Поэтому, как это обычно водится в таких микроколлективах, новичок замечает первым делом солнцеликую Тургояк, обращая внимание на её товарок, лишь попривыкнув к слепящему свету бесперебойного обаяния, скрадывающего оттенки и полутона. Насытившись первыми приступами общения, такой дебютант начинает озираться по сторонам, находя всё новых и новых девчонок, противящихся записи в свиту, но, тем не менее, сподобившихся стать только частью подъездного целого.

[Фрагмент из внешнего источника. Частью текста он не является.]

PR #416, opened 2023-06-21
Solution

Kasatello:


app/create_file.py
```diff
@@ -1 +1,46 @@
-# write your code here
+import os
+import argparse
+from datetime import datetime
+from typing import Any
+
+
+def create_directory(directory: str) -> None:
+    os.makedirs(directory, exist_ok=True)
```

Дело в том, что другие соседки, может быть, и неосознанно стремятся отодвинуться от этого летнего, палящего влияния Марины, тогда как Пушкарёву устраивает её первородство и сила, в которой она купается, точно в южном море, становясь более сильной и, что ли, проявленной в мире – своего-то темперамента у неё на это явно не хватает.
Амон Ра
Вася помнит, как они переезжали на первый этаж и грузчики ещё носили вещи, а Тургояк со свитой уже сидела на лавочке возле подъезда и разговаривала с новыми соседями по-хозяйски вкрадчиво, деловито. Она не то чтобы обязательно хотела понравиться, но наводила порядок внутри собственного пространства, где образовались дополнительные обстоятельства, которые теперь не объехать – ведь чтобы спуститься с её второго этажа и выйти на улицу, нужно пройти площадку с квартирой новых знакомых. Мороз-воевода дозором обходит владенья свои. Ну, и мальчик, опять же. С причёской Муслима Магомаева. Стройный как Конкорд. Первый парень на деревне, остальные давно забракованы. Как же перед ним теперь свой златогривый хвост не распустить?!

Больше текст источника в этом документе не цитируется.